TASK INSTRUCTIONS
Each line below has to be output exactly, from first to last.

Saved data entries

= Beginning of Section =

PR #121, opened 2020-08-03
migrate add-cluster to ToolchainCluster

MatousJobanek:
migrates add-cluster.sh script to use ToolchainCluster


MatousJobanek:
>We will also need to update toolchain-infra scripts. Just comments and readme. I don't think we need to update any logic in toolchain-infra.

here is the PR: https://github.com/codeready-toolchain/toolchain-infra/pull/30

> We will also need to migrate our crt-stage clusters to ToolchainClusters.

sure - I'll take care of it before merging the PRs

PR #122, opened 2020-08-07
Add HasExpectedProvisionedTime assertion function

rajivnathan:
This PR adds an assertion for the unit tests related to the MUR.Status.ProvisionedTime

Related PRs:
https://github.com/codeready-toolchain/api/pull/176
https://github.com/codeready-toolchain/host-operator/pull/261

### DIFF
--- a/go.mod
+++ b/go.mod
@@ -40,4 +40,6 @@ replace (
 	k8s.io/kube-openapi => k8s.io/kube-openapi v0.0.0-20200204173128-addea2498afe // avoids case-insensitive import collision: "github.com/googleapis/gnostic/openapiv2" and "github.com/googleapis/gnostic/OpenAPIv2"
 )
 
+replace github.com/codeready-toolchain/api => github.com/rajivnathan/api v0.0.0-20200805154153-997c3ad9c93c
+
 go 1.13
--- a/pkg/test/masteruserrecord/assertion.go
+++ b/pkg/test/masteruserrecord/assertion.go
@@ -3,12 +3,15 @@ package masteruserrecord
 import (
 	"context"
 	"fmt"
+	"time"
 
 	toolchainv1alpha1 "github.com/codeready-toolchain/api/pkg/apis/toolchain/v1alpha1"
 	"github.com/codeready-toolchain/toolchain-common/pkg/test"
 	"github.com/davecgh/go-spew/spew"
 	"github.com/stretchr/testify/assert"
 	"github.com/stretchr/testify/require"
+
+	metav1 "k8s.io/apimachinery/pkg/apis/meta/v1"
 	"k8s.io/apimachinery/pkg/types"
 	"sigs.k8s.io/controller-runtime/pkg/client"
 )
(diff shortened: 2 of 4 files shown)


pkg/test/masteruserrecord/assertion.go
```diff
@@ -102,6 +105,20 @@ func (a *Assertion) HasStatusUserAccounts(targetClusters ...string) *Assertion {
 	return a
 }
 
+func (a *Assertion) HasExpectedProvisionedTime(expectedProvisionedTime metav1.Time) *Assertion {
+	err := a.loadUaAssertion()
+	require.NoError(a.t, err)
+
+	if expectedProvisionedTime == (metav1.Time{}) {
```
MatousJobanek, line 112: wouldn't be better to:
* either create another assertion method called `HasNoProvisionedTime()` instead of checking emptiness
* or accepting a pointer as a parameter `HasExpectedProvisionedTime(expectedProvisionedTime *metav1.Time)` when the MUR.status keeps the pointer instead of the value

go.mod
```diff
@@ -40,4 +40,6 @@ replace (
 	k8s.io/kube-openapi => k8s.io/kube-openapi v0.0.0-20200204173128-addea2498afe // avoids case-insensitive import collision: "github.com/googleapis/gnostic/openapiv2" and "github.com/googleapis/gnostic/OpenAPIv2"
 )
 
+replace github.com/codeready-toolchain/api => github.com/rajivnathan/api v0.0.0-20200805154153-997c3ad9c93c
```
MatousJobanek, line 43: Reminder :-)

pkg/test/masteruserrecord/assertion.go
```diff
@@ -102,6 +105,20 @@ func (a *Assertion) HasStatusUserAccounts(targetClusters ...string) *Assertion {
...
+		require.Nil(a.t, a.masterUserRecord.Status.ProvisionedTime)
+	} else {
+		// when the expected ProvisionedTime is not nil, check that the time was recently updated
+		require.WithinDuration(a.t, expectedProvisionedTime.Time, a.masterUserRecord.Status.ProvisionedTime.Time, 1*time.Second)
```
MatousJobanek, line 116: btw, instead of this, you could expect a time after which the user was provisioned. 
In other words, in the `// given` part you would store the time `metav1.Now()`, then trigger the reconcile, and here you would verify that the actual provisioned time was set after the given time. With such a flow, you could easily debug the code, stop the execution for some time and the tests will still pass.

pkg/test/masteruserrecord/assertion.go
rajivnathan: Good ideas! I went with creating two new functions, `verifyMurStatusExpectedProvisionedTime` and `verifyMurStatusNoProvisionedTime`

pkg/test/masteruserrecord/assertion.go
rajivnathan: That's a very good point about debugging the code and stopping the execution. It would be very confusing if the test fails if you wait for some time. Thanks for the suggestion!

alexeykazakov: I agree with both Matous' comments. I think the name of the function is a bit misleading.
Can we rename it to `ProvisionedAfter(expectedProvisionedTime metav1.Time)` which will check that the provisioned time is set to something between the `expectedTIme` and `time.Now` (just to make sure it's not set to something in the future).

pkg/test/masteruserrecord/assertion.go
alexeykazakov: Hm.. I don't see any updates in the PR but also would prefer a separate function here:
`HasNoProvisionedTime()` in addition to `ProvisionedAfter(expectedProvisionedTime metav1.Time)`

rajivnathan:
@MatousJobanek @alexeykazakov Thank you both for the reviews! Because of Matous' suggestion in https://github.com/codeready-toolchain/host-operator/pull/261 I think this PR is no longer needed so I will close it for now. I can reopen it if we believe we still need changes here

PR #123, opened 2019-12-01
fix name shadowing issue

tabokie:
fix compiling error: 
> error: declaration of ‘initialized’ shadows a member of 'this'

Signed-off-by: tabokie <xy.tao@outlook.com>

PR #125, opened 2019-12-03
fix compile error caused by name

Little-Wallace:
changed param name to pass CI.

Signed-off-by: Little-Wallace <bupt2013211450@gmail.com>


yiwu-arbug:
Fixed in #123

= End of Section =

SOLUTION TO THE EXERCISE
PR #121, opened 2020-08-03
migrate add-cluster to ToolchainCluster

MatousJobanek:
migrates add-cluster.sh script to use ToolchainCluster


MatousJobanek:
>We will also need to update toolchain-infra scripts. Just comments and readme. I don't think we need to update any logic in toolchain-infra.

here is the PR: https://github.com/codeready-toolchain/toolchain-infra/pull/30

> We will also need to migrate our crt-stage clusters to ToolchainClusters.

sure - I'll take care of it before merging the PRs

PR #122, opened 2020-08-07
Add HasExpectedProvisionedTime assertion function

rajivnathan:
This PR adds an assertion for the unit tests related to the MUR.Status.ProvisionedTime

Related PRs:
https://github.com/codeready-toolchain/api/pull/176
https://github.com/codeready-toolchain/host-operator/pull/261

### DIFF
--- a/go.mod
+++ b/go.mod
@@ -40,4 +40,6 @@ replace (
 	k8s.io/kube-openapi => k8s.io/kube-openapi v0.0.0-20200204173128-addea2498afe // avoids case-insensitive import collision: "github.com/googleapis/gnostic/openapiv2" and "github.com/googleapis/gnostic/OpenAPIv2"
 )
 
+replace github.com/codeready-toolchain/api => github.com/rajivnathan/api v0.0.0-20200805154153-997c3ad9c93c
+
 go 1.13
--- a/pkg/test/masteruserrecord/assertion.go
+++ b/pkg/test/masteruserrecord/assertion.go
@@ -3,12 +3,15 @@ package masteruserrecord
 import (
 	"context"
 	"fmt"
+	"time"
 
 	toolchainv1alpha1 "github.com/codeready-toolchain/api/pkg/apis/toolchain/v1alpha1"
 	"github.com/codeready-toolchain/toolchain-common/pkg/test"
 	"github.com/davecgh/go-spew/spew"
 	"github.com/stretchr/testify/assert"
 	"github.com/stretchr/testify/require"
+
+	metav1 "k8s.io/apimachinery/pkg/apis/meta/v1"
 	"k8s.io/apimachinery/pkg/types"
 	"sigs.k8s.io/controller-runtime/pkg/client"
 )
(diff shortened: 2 of 4 files shown)


pkg/test/masteruserrecord/assertion.go
```diff
@@ -102,6 +105,20 @@ func (a *Assertion) HasStatusUserAccounts(targetClusters ...string) *Assertion {
 	return a
 }
 
+func (a *Assertion) HasExpectedProvisionedTime(expectedProvisionedTime metav1.Time) *Assertion {
+	err := a.loadUaAssertion()
+	require.NoError(a.t, err)
+
+	if expectedProvisionedTime == (metav1.Time{}) {
```
MatousJobanek, line 112: wouldn't be better to:
* either create another assertion method called `HasNoProvisionedTime()` instead of checking emptiness
* or accepting a pointer as a parameter `HasExpectedProvisionedTime(expectedProvisionedTime *metav1.Time)` when the MUR.status keeps the pointer instead of the value

go.mod
```diff
@@ -40,4 +40,6 @@ replace (
 	k8s.io/kube-openapi => k8s.io/kube-openapi v0.0.0-20200204173128-addea2498afe // avoids case-insensitive import collision: "github.com/googleapis/gnostic/openapiv2" and "github.com/googleapis/gnostic/OpenAPIv2"
 )
 
+replace github.com/codeready-toolchain/api => github.com/rajivnathan/api v0.0.0-20200805154153-997c3ad9c93c
```
MatousJobanek, line 43: Reminder :-)

pkg/test/masteruserrecord/assertion.go
```diff
@@ -102,6 +105,20 @@ func (a *Assertion) HasStatusUserAccounts(targetClusters ...string) *Assertion {
...
+		require.Nil(a.t, a.masterUserRecord.Status.ProvisionedTime)
+	} else {
+		// when the expected ProvisionedTime is not nil, check that the time was recently updated
+		require.WithinDuration(a.t, expectedProvisionedTime.Time, a.masterUserRecord.Status.ProvisionedTime.Time, 1*time.Second)
```
MatousJobanek, line 116: btw, instead of this, you could expect a time after which the user was provisioned. 
In other words, in the `// given` part you would store the time `metav1.Now()`, then trigger the reconcile, and here you would verify that the actual provisioned time was set after the given time. With such a flow, you could easily debug the code, stop the execution for some time and the tests will still pass.

pkg/test/masteruserrecord/assertion.go
rajivnathan: Good ideas! I went with creating two new functions, `verifyMurStatusExpectedProvisionedTime` and `verifyMurStatusNoProvisionedTime`

pkg/test/masteruserrecord/assertion.go
rajivnathan: That's a very good point about debugging the code and stopping the execution. It would be very confusing if the test fails if you wait for some time. Thanks for the suggestion!

alexeykazakov: I agree with both Matous' comments. I think the name of the function is a bit misleading.
Can we rename it to `ProvisionedAfter(expectedProvisionedTime metav1.Time)` which will check that the provisioned time is set to something between the `expectedTIme` and `time.Now` (just to make sure it's not set to something in the future).

pkg/test/masteruserrecord/assertion.go
alexeykazakov: Hm.. I don't see any updates in the PR but also would prefer a separate function here:
`HasNoProvisionedTime()` in addition to `ProvisionedAfter(expectedProvisionedTime metav1.Time)`

rajivnathan:
@MatousJobanek @alexeykazakov Thank you both for the reviews! Because of Matous' suggestion in https://github.com/codeready-toolchain/host-operator/pull/261 I think this PR is no longer needed so I will close it for now. I can reopen it if we believe we still need changes here

PR #123, opened 2019-12-01
fix name shadowing issue

tabokie:
fix compiling error: 
> error: declaration of ‘initialized’ shadows a member of 'this'

Signed-off-by: tabokie <xy.tao@outlook.com>

PR #125, opened 2019-12-03
fix compile error caused by name

Little-Wallace:
changed param name to pass CI.

Signed-off-by: Little-Wallace <bupt2013211450@gmail.com>


yiwu-arbug:
Fixed in #123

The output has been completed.